*ASSIGNMENT*
Which lines in the data below contain the word "github"? Return each of them.

*INFORMATION GIVEN*

Start of Block

PR #1238, opened 2019-06-20
(feat) CloudFormation AWS::ApiGateway::RestApi support

viksrivat:
*Issue #, if available:*
Related pr: #1234 
*Description of changes:*
Add support for the CloudFormation AWS::ApiGateway::RestApi type for swagger.
*Checklist:*

- [x] Write Design Document ([Do I need to write a design document?](https://github.com/awslabs/aws-sam-cli/blob/develop/DEVELOPMENT_GUIDE.rst#design-document))
- [x] Write unit tests
- [ ] Write/update functional tests
- [ ] Write/update integration tests
- [x] `make pr` passes
- [x] Write documentation

By submitting this pull request, I confirm that my contribution is made under the terms of the Apache 2.0 license.

PR #1239, opened 2019-06-24
(feat) CloudFormation AWS::ApiGateway::Stage Support

viksrivat:
*Issue #, if available:*

*Description of changes:*
Design Doc: #1234
AWS:ApiGateway::RestApi pr: #1238

*Checklist:*

- [x] Write unit tests
- [x] `make pr` passes
- [ ] Write documentation


samcli/commands/local/lib/route_collector.py
```diff
@@ -0,0 +1,59 @@
...
+from collections import defaultdict
+
+LOG = logging.getLogger(__name__)
+
+
+class RouteCollector(object):
+
+    def __init__(self):
+        # Route properties stored per resource.
+        self.by_resource = defaultdict(list)
```
jfuss: It is not clear what `by_resource` means here. I know this is what it was before, but this might be a good time to find a new name.

Also, since this is an iterator, I think this should be a private variable to the class. Unless I am missing a use case for directly accessing this var.

samcli/commands/local/lib/route_collector.py
```diff
@@ -0,0 +1,59 @@
...
+
+    def __iter__(self):
+        """
+        Iterator to iterate through all the routes stored in the collector. In each iteration, this yields the
+        LogicalId of the route resource and a list of routes available in this resource.
+        Yields
+        -------
+        str
+            LogicalID of the AWS::Serverless::Api resource
```
jfuss: `AWS::Serverless::Api` is no longer true :)

samcli/commands/local/lib/swagger/parser.py
```diff
@@ -62,15 +62,13 @@ def get_apis(self):
...
         -------
-        list of samcli.commands.local.lib.provider.Api
+        list of list of samcli.commands.local.apigw.local_apigw_service.Route
             List of APIs that are configured in the Swagger document
         """
 
         result = []
         paths_dict = self.swagger.get("paths", {})
 
-        binary_media_types = self.get_binary_media_types()
```
jfuss: Are we not reading binary media types out of the swagger?

samcli/local/apigw/local_apigw_service.py
```diff
@@ -18,35 +18,85 @@
...
-        self.methods = methods
+        self.method = method.upper()
         self.function_name = function_name
         self.path = path
-        self.binary_types = binary_types or []
-        self.stage_name = stage_name
-        self.stage_variables = stage_variables
+
+    @staticmethod
+    def normalize_routes(routes):
```
jfuss: Not sure I understand the reason for moving the normalization methods into the Route. Previously the Route was a data holder but now a caller needs to understand which method to call? I think these belong up the call stack and outside of this class (similar to how it was before). But maybe I am missing the need for it here specifically.

samcli/local/apigw/local_apigw_service.py
```diff
@@ -18,35 +18,85 @@
...
+
+    def __eq__(self, other):
+        return isinstance(other, Route) and \
+               self.method == other.method and self.function_name == other.function_name and self.path == other.path
+
+    def __hash__(self):
+        return hash(self.function_name) * hash(self.path) * hash(self.method)
+
+    @staticmethod
+    def normalize_http_methods(http_method):
```
jfuss: `ANY` is an API Gateway specific 'verb'. I don't think this belongs in the Route class. The Route is meant to be generic and follow valid HTTP routes/methods.

samcli/local/apigw/local_apigw_service.py
```diff
@@ -18,35 +18,85 @@
...
+                        "POST",
+                        "HEAD",
+                        "OPTIONS",
+                        "PATCH"]
+
+    def __init__(self, function_name, path, method):
         """
         Creates an ApiGatewayRoute
 
         :param list(str) methods: List of HTTP Methods
```
jfuss: update? But I think this should still be a list.

samcli/local/apigw/local_apigw_service.py
```diff
@@ -77,16 +127,15 @@ def create(self):
...
-                                                       path):
-                self._dict_of_routes[route_key] = api_gateway_route
+            route_key = self._route_key(api_gateway_route.method, path)
+            self._dict_of_routes[route_key] = api_gateway_route
 
             self._app.add_url_rule(path,
                                    endpoint=path,
                                    view_func=self._request_handler,
-                                   methods=api_gateway_route.methods,
+                                   methods=[api_gateway_route.method],
```
jfuss: Why change this from a list? I think the Routes should be modeled with a list of methods to a given function. This will help us avoid some of how flask resolves routes: https://github.com/awslabs/aws-sam-cli/issues/400#issuecomment-389397491

tests/integration/testdata/start_api/swagger-rest-api-template.yaml
```diff
@@ -61,6 +61,13 @@ Resources:
           - image/gif
       StageName: prod
     Type: AWS::ApiGateway::RestApi
+  Dev:
+    Type: AWS::ApiGateway::Stage
+    Properties:
+      StageName: Dev
+      RestApiId: !Ref MyApi
+      Variables:
+      Stack: Dev
```
jfuss: This should be indented under `Variables` right?

tests/integration/testdata/start_api/swagger-rest-api-template.yaml
```diff
@@ -61,6 +61,13 @@ Resources:
           - image/gif
       StageName: prod
     Type: AWS::ApiGateway::RestApi
+  Dev:
+    Type: AWS::ApiGateway::Stage
```
jfuss: Is this used in the integ tests? I don't see any tests that were updated or added that use this template.

tests/unit/commands/local/lib/test_cfn_api_provider.py
```diff
@@ -200,16 +199,217 @@ def test_with_binary_media_types_in_swagger_and_on_resource(self):
...
+        self.assertIn(route1, provider.routes)
+        self.assertEquals(provider.api.stage_name, "dev")
+        self.assertEquals(provider.api.stage_variables, {
+            "vis": "data",
+            "random": "test",
+            "foo": "bar"
+        })
+
+    def test_multi_stage_get_all(self):
+        template = OrderedDict({
```
jfuss: Can we just statically define this like the other tests? This is much harder to read and understand what the content of `template` is. Also remains consistent with all the other tests we have here.

tests/unit/commands/local/lib/test_local_api_service.py
```diff
@@ -80,50 +76,27 @@ def test_must_start_service(self,
...
         local_service = LocalApiService(self.lambda_invoke_context_mock, self.port, self.host, self.static_dir)
-
+        local_service.api_provider.api.routes = routing_list
         with self.assertRaises(NoApisDefined):
             local_service.start()
 
 
-class TestLocalApiService_make_routing_list(TestCase):
-
-    def test_must_return_routing_list_from_apis(self):
```
jfuss: Why was this tests removed? Do we have similar coverage if this was refactored out?

tests/unit/commands/local/lib/test_local_api_service.py
```diff
@@ -181,39 +154,3 @@ def test_must_return_none_if_path_not_exists(self, os_mock):
 
         result = LocalApiService._make_static_dir_path(cwd, static_dir)
         self.assertIsNone(result)
-
-
-class TestRoutingList(TestCase):
```
jfuss: Similar here. Why was this removed? Do we still have this covered in other areas.

tests/unit/commands/local/lib/test_sam_api_provider.py
```diff
@@ -855,27 +839,21 @@ def test_both_apis_must_get_binary_media_types(self):
 
         # Because of Globals, binary types will be concatenated on the explicit API
         expected_explicit_binary_types = ["explicit/type1", "explicit/type2", "image/gif", "image/png"]
-        expected_implicit_binary_types = ["image/gif", "image/png"]
+        # expected_implicit_binary_types = ["image/gif", "image/png"]
```
jfuss: This is commented out but is be asserted below?

tests/unit/commands/local/lib/test_sam_api_provider.py
```diff
@@ -1013,125 +985,119 @@ def test_provider_stage_variables(self):
...
-                                            "type": "aws_proxy",
-                                            "uri": {
-                                                "Fn::Sub": "arn:aws:apigateway:${AWS::Region}:lambda:path/2015-03-31"
-                                                           "/functions/${NoApiEventFunction.Arn}/invocations",
-                                            },
-                                            "responses": {},
-                                        },
-                                    }
-                                }
+        template = OrderedDict({
```
jfuss: define statically

tests/unit/commands/local/lib/test_local_api_service.py
viksrivat: An Api is now defined as a list of routes and it's attributes. All the function was doing was converting a list of Apis -> list of Routes, which isn't needed in the current model as it is directly passed through.

samcli/commands/local/lib/swagger/parser.py
viksrivat: We are still reading the binary_media_types inside the swagger, but in a different way. Before, each route had the binary_media_types information instead of keeping a global copy. When we are extracting the swagger route in cfn_base_api_provider, we add it to the Api object's global copy.

tests/unit/commands/local/lib/test_local_api_service.py
viksrivat: Similar reasoning to the other comment

samcli/commands/local/lib/cfn_api_provider.py
```diff
@@ -66,4 +74,23 @@ def _extract_cloud_formation_api(self, logical_id, api_resource, collector, cwd=
...
+       ----------
+        api_resource : dict
+            Resource definition, including its properties
+        api: samcli.commands.local.lib.provider.Api
+            Resource definition, including its properties
+        """
+        properties = api_resource.get("Properties", {})
+        stage_name = properties.get("StageName")
+        stage_variables = properties.get("Variables")
+        logical_id = properties.get("RestApiId")
```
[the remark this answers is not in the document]
viksrivat: The only other case to worry about I believe is dealing with intrinsic with Ref, which will be fixed in the other pr. Other than that, I'm not sure if I need to check if the logical_id is in the template and bubble up the error if so.

tests/unit/commands/local/lib/test_sam_api_provider.py
viksrivat: The problem with defining with statically is that when we parse the template, we use the order of the template to determine which stage to process. In python3 by default, dictionaries have order ,but in python2, there is no guarantee.

samcli/commands/local/lib/sam_api_provider.py
```diff
@@ -159,55 +170,68 @@ def _convert_event_api(lambda_logical_id, event_properties):
...
+        for route in result:
+            key = route.function_name + route.path
+            if key in merged_route_methods:
+                new_methods = list(set(merged_route_methods[key].methods + route.methods))
+                merged_route_methods[key].methods = new_methods
+            else:
+                merged_route_methods[key] = route
 
+        result = list(merged_route_methods.values())
         return list(result)
```
jfuss: You are doing a list of a list here. This can be combined with the line above.

samcli/commands/local/lib/sam_api_provider.py
```diff
@@ -159,55 +170,68 @@ def _convert_event_api(lambda_logical_id, event_properties):
...
+        merged_route_methods = {}
+        for route in result:
+            key = route.function_name + route.path
+            if key in merged_route_methods:
+                new_methods = list(set(merged_route_methods[key].methods + route.methods))
+                merged_route_methods[key].methods = new_methods
+            else:
+                merged_route_methods[key] = route
 
+        result = list(merged_route_methods.values())
```
jfuss: Not sure this belongs here. This method is to combine implicit and explicit apis. This changes the scope of the funciton. While this isn't wrong, it doesn't make the code as readable as it could. For example, we already do this function name + path when we print out routes in local_api_service.py. We should find a better how to do this deduping.

samcli/commands/local/lib/provider.py
```diff
@@ -265,35 +257,31 @@ def normalize_http_methods(http_method):
...
         """
-
-        result = list()
-        for api in apis:
-            for normalized_method in AbstractApiProvider.normalize_http_methods(api.method):
-                # _replace returns a copy of the namedtuple. This is the official way of creating copies of namedtuple
-                result.append(api._replace(method=normalized_method))
-
-        return result
+        return Route(function_name, path, methods=AbstractApiProvider.normalize_http_methods(method))
```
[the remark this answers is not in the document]
viksrivat: Before, each Api had a single method with the format Api(method="post"), Api(method="get"), which was then simplified later in the pipeline into Route(methods=["post","get"]). In the context of this function, all it's doing is converting ApiGateway specific types like "Any" into a list of methods within a single methods.

samcli/local/apigw/local_apigw_service.py
```diff
@@ -18,35 +18,63 @@
...
-        self.stage_variables = stage_variables
+
+    def __eq__(self, other):
+        return isinstance(other, Route) and \
+               sorted(self.methods) == sorted(
+            other.methods) and self.function_name == other.function_name and self.path == other.path
+
+    def __hash__(self):
+        route_hash = hash(self.function_name) * hash(self.path)
+        for method in self.methods:
```
jfuss: order matters here. If we really need hash, we should sort methods.

samcli/commands/local/lib/cfn_base_api_provider.py
```diff
@@ -1,39 +1,44 @@
...
 from samcli.commands.local.lib.swagger.parser import SwaggerParser
-from samcli.commands.local.lib.swagger.reader import SamSwaggerReader
+from samcli.commands.local.lib.swagger.reader import SwaggerReader
 
 LOG = logging.getLogger(__name__)
 
 
 class CfnBaseApiProvider(object):
     RESOURCE_TYPE = "Type"
-
```
jfuss: This isn't needed anymore right?

tests/unit/commands/local/lib/test_api_provider.py
```diff
@@ -3,25 +3,26 @@
...
 
+from samcli.commands.local.lib.provider import Api
 from samcli.commands.local.lib.api_provider import ApiProvider
 from samcli.commands.local.lib.sam_api_provider import SamApiProvider
 from samcli.commands.local.lib.cfn_api_provider import CfnApiProvider
 
 
 class TestApiProvider_init(TestCase):
 
-    @patch.object(ApiProvider, "_extract_apis")
```
jfuss: remove print statements.

tests/unit/local/apigw/test_local_apigw_service.py
```diff
@@ -590,3 +586,23 @@ def test_should_base64_encode_returns_true(self, test_case_name, binary_types, m
...
+
+
+class TestRouteEqualsHash(TestCase):
+
+    def test_route_in_list(self):
+        route = Route(function_name="test", path="/test", methods=["POST"])
+        routes = [route]
+        self.assertIn(route, routes)
+
+    def test_route_method_order(self):
```
jfuss: You should have eq tests for same object different data, same object, two objects same data, two objects different data, two different objects/types.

End of Block

*EXERCISE SOLUTION*
- [x] Write Design Document ([Do I need to write a design document?](https://github.com/awslabs/aws-sam-cli/blob/develop/DEVELOPMENT_GUIDE.rst#design-document))
jfuss: Why change this from a list? I think the Routes should be modeled with a list of methods to a given function. This will help us avoid some of how flask resolves routes: https://github.com/awslabs/aws-sam-cli/issues/400#issuecomment-389397491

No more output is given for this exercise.